Long story short ... friend who lives in Australia is going through a very bad time, job hanging on a thread, facing bankrupcy, recovering from surgery to remove cancerous tumour, etc. This morning he sends me a message telling me that the only solution to his problems is for him to take his own life. I try to tell him that is the last thing he should see as a solution to his problems and that he will leave many people behind wondering what went wrong.
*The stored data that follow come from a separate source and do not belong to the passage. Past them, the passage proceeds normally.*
PR #2136, opened 2015-12-08
[WMI] Switching IIS and Win Service Checks and Win32EventLog check to win32com. WMI refactor.

truthbk:
# WMI via `win32com` for IIS, Service Checks and Win32EventLog
This PR aims to replace the older wmi module and use the WMI sampler based off `win32com` provided by @yann and @TheCloudlessSky in #2011 .
Because there is plenty of common code a new `WinWMICheck` class was introduced that is a parent to all our `wmi`related checks:
* System
* IIS
* Windows Service
* Windows Event Log

Tests have been re-written to support the new current code layout and behavior, and a totally new test has been introduced for the windows event log check.


checks/libs/wmi/sampler.py
```diff
@@ -250,33 +253,84 @@ def _get_connection(self):
...
+    inclusive to True.
+    """
     @staticmethod
-    def _format_filter(filters):
+    def _format_filter(filters, inclusive=False):
         """
         Transform filters to a comprehensive WQL `WHERE` clause.
         """
-        def build_where_clause(fltr):
+        def build_where_clause(fltr, inclusive):
```
yannmh: You don't change the value of `inclusive` across your recursive calls, so I guess you don't need to have this argument redefined in `build_where_clause ` but only in `_format_filter`.

checks.d/iis.py
```diff
@@ -1,114 +1,154 @@
...
-                # Submit the metric value with the correct type
-                value = float(getattr(iis_site, wmi_val))
-                metric_func = getattr(self, mtype)
-                metric_func(metric, value, tags=tags)
-
-        for remaining_site in expected_sites:
+            uptime = wmi_obj["ServiceUptime"]
+            status = AgentCheck.CRITICAL if uptime == 0 else AgentCheck.OK
+
+            self.service_check("iis.site_up", status, tags=['site:{0}'.format(self.normalize(sitename))])
```
yannmh: Can `self.normalize(sitename)` be unicode encoded ?

checks/libs/wmi/sampler.py
```diff
@@ -250,33 +253,84 @@ def _get_connection(self):
...
+
+            The filters also support lists/tuples as property 'values' to filter.
+            When such a list is provided, we OR filter for all such property values:
+            - [{'Property': [value1, value2, value3]},...] or
+            - [{'Property': [(cmp_op, value1), (cmp_op, value2)]},...] or
+
+    Normally the filter is expected to be exclusive, such that all filter conditions
+    should be met - therefore we AND all filters. If you'd like to OR, then set
+    inclusive to True.
+    """
```
yannmh: Docstring should be moved in the method body.

checks/libs/wmi/types.py
```diff
@@ -0,0 +1,24 @@
+# stdlib
```
yannmh: Why `types.py` ? Also I am not sure it makes sense to have it in `checks/libs/wmi` as it's related to `checks/wmi.py` not the sampler (which is quite stand alone).

checks/wmi.py
```diff
@@ -0,0 +1,226 @@
+
```
yannmh: Should we name it `wmi_checks.py` instead to be consistent with `network_checks.py`: I feel like both have a similar role.

yannmh:
Great changes @truthbk ! Thanks for taking care of it.
Can't wait to see it merged and drop `wmi` dependency once and for all.

It's a significant size PR, so i added a lot of nitpicks and questions :smile:

checks/libs/wmi/types.py
truthbk: I did this to avoid pulling in the sampler which in turn depends on pywintypes. 

Although we mock pywintypes, we do so later, so this it was causing import errors with the tests. I will try to do it more elegantly.

checks.d/iis.py
truthbk: I added c35d693 to deal with it the case sitename was unicode encoded, because normalize wasn't ready for that and I wasn't sure what ExecQuery returned. I felt it probably made sense to normalize to ascii, it's probably what one would expect when calling normalize on a unicode string.

yannmh:
For a reason that I haven't identified yet, the `run_check` command does not work on `WinWMICheck`
```
>>> from checks import run_check
>>> run_check('wmi_check')
  File "shell.py", line 14, in shell
  File "<string>", line 1, in <module>
  File "utils\debug.pyc", line 33, in run_check
  File "checks\__init__.pyc", line 790, in check
NotImplementedError
```

yannmh:
Looks great @truthbk. 

I've been running more tests to assess that we have no regression with the 5.6.x versions in metrics, events and service checks collections.
 
### Summary
```
+===================+=============================+============+============+================+
| Check             | 5.6.x / 5.7.0 check runtime | Metrics    | Event      | Service checks |
+===================+=============================+============+============+================+
| System            | ~ 1                         | OK         | N/A        | N/A            |
+-------------------+-----------------------------+------------+------------+----------------+
| WMI               | ~ 1                         | OK         | N/A        | N/A            |
+-------------------+-----------------------------+------------+------------+----------------+
| IIS               | 0.70                        | OK         | N/A        | OK             |
+-------------------+-----------------------------+------------+------------+----------------+
| Windows Service   | 80                          | N/A        | N/A        | OK             |
+-------------------+-----------------------------+------------+------------+----------------+
| Windows Log event | Not tested                  | Not tested | Not tested | Not tested     |
+===================+=============================+============+============+================+
```


Do you mind taking a pass on the 'Windows Log event' when you have a chance please ?

truthbk:
After the changes to the filtering in the last commit we might need to conduct a couple more tests to check regressions aren't present. Nothing has changed effectively, we just now place the parentheses a little differently in the WQL - we avoid adding more between AND clauses, and we isolate OR clauses with them.

truthbk:
Some things break after rebase due to issue with @yannmh timeout changes: https://github.com/DataDog/dd-agent/pull/2185

checks.d/iis.py
```diff
@@ -1,114 +1,152 @@
...
+        ('TotalAnonymousUsers', 'iis.users.anon', 'rate'),
+        ('TotalNonAnonymousUsers', 'iis.users.nonanon', 'rate'),
 
         # Requests
-        ('iis.requests.cgi', 'rate', 'TotalCGIRequests'),
-        ('iis.requests.isapi', 'rate', 'TotalISAPIExtensionRequests'),
+        ('TotalCGIRequests', 'iis.requests.cgi', 'rate'),
+        ('TotalISAPIExtensionRequests', 'iis.requests.isapi', 'rate'),
     ]
     SERVICE_CHECK = "iis.site_up"
```
yannmh: Looks like you don't use this variable.

yannmh:
@truthbk I think IIS and Windows Service checks need a quick refresh to comply well with timeouts (c.f https://github.com/DataDog/dd-agent/pull/2185).

checks.d/iis.py
truthbk: I've changed the service_check() calls to use it.

setup.py
```diff
@@ -52,7 +52,6 @@
     # Modules to force-include in the exe
     include_modules = [
         # 3p
-        'wmi',
```
yannmh: Let's keep it for now

truthbk:
## TODO

@yannmh: 
   - Raise `WMITimeoutException` when timeout
   - Cache connections in `list` instead of `set`
   - Gracefully handle `WMITimeoutException`

@truthbk:
   - Remove HashableConnection
   - Get rid of `done()`
   - Handle use-case where we're still sampling for service-checks (handle `WMITimeoutException`).

utils/containers.py
```diff
@@ -0,0 +1,17 @@
+
+
+def freeze(o):
+    """
+    Freezes any mutable object including dictionaries and lists for hashing.
+    Accepts nested dictionaries.
+    """
+    if isinstance(o, dict):
+        return frozenset({k:freeze(v) for k,v in o.items()}.items())
```
olivielpeau: python 2.6 doesn't support dict comprehension, you should change
```python
{k:freeze(v) for k,v in o.items()}
```
to
```python
dict([(k, freeze(v)) for k, v in o.items()])
```

truthbk: good feedback, thanks. Fixed.

tests/core/test_wmi.py
```diff
@@ -357,12 +379,131 @@ def test_wql_filtering(self):
...
+
+    def test_wql_filtering_op_adv(self):
+        """
+        Format the filters to a comprehensive WQL `WHERE` clause w/ mixed filter containing regular and operator modified properties.
+        """
+        from checks.libs.wmi import sampler
+        format_filter = sampler.WMISampler._format_filter
+
+        # Check `_format_filter` logic
+        filters = [{'Name': "Foo%"}, {'Name': "Bar*", 'Id': ('>=', "SomeId")}, {'Name': "Zulu"}]
```
olivielpeau: The wildcard character in WQL `WHERE` clauses is only `%` (not `*`), I've confirmed that by reading through https://technet.microsoft.com/en-us/library/ee176998.aspx and manually testing on a windows VM.

In terms of BC, the only check that was supporting the wildcard was the `wmi_check` (see https://github.com/DataDog/dd-agent/blob/5.5.x/checks.d/wmi_check.py#L51-L55), it was actually looking for a `*` in the filters and replacing it with a `%`.

Given that the wildcard feature was broken in 5.6.x I think we could simply only allow `%` as a wildcard in the `filters`. What do you think?

olivielpeau: Actually the wildcard was also implemented in the `event_log` check, but w/o the weird `*`-> `%` replacement, so I think we have another argument in favor of only allowing the `%` wildcard in filters :)

olivielpeau:
Went through all the filtering logic, only added one comment. It's great work! (huge :heart: for all the tests)

checks.d/iis.py
```diff
@@ -1,114 +1,165 @@
...
+            expected_sites.remove(sitename)
+
+        for site in expected_sites:
+            self.service_check(self.SERVICE_CHECK, AgentCheck.CRITICAL,
+                               tags=['site:{0}'.format(self.normalize(site))])
+
+
+    def _submit_metrics(self, wmi_metrics, metrics_by_property):
+        for m in wmi_metrics:
+            if m.name == "TotalBytesTransfered":
```
olivielpeau: could we keep the comment explaining why we're doing this? :)

olivielpeau:
Looking great! Had one tiny nitpick.

Could you squash your commits? Then feel free to merge once the CI passes.

PR #2138, opened 2015-12-09
[nginx] report nginx.server_zone.response.* as count

hkaj:
Asked by a user. After investigation I think it could also make sense for other metrics, let's discuss it.


irabinovitch:
ElasticSearch tests look to just be flakey, the passed on 2nd run. but the NGINX failures look relevant.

He turned nasty and in not so many words told me to leave him alone and it is his problem and he will deal with it in his own way and in his own time. I told him that it will be as he wishes it to be, I will leave him alone to sort himself out. What does he expect me to do anyway? Jump on the first plane to Australia? I am and have always been very sympathetic towards him and his problems, but I don''t think I deserve to be treated the way he did today. I always enquire about his wellbeing especially when I have not heard from him for a while, but I think I have now given all there is to give to this man. I don''t know what to do anymore, when he is down, I try to cheer him up, when he is angry, I allow him to vent. I also have problems of my own, but I don''t send upsetting messages threatening to end my life. I don''t want to feel guilty about backing off (as he actually wants me to) should he really harm himself in any way. I so do not need all this drama in my life!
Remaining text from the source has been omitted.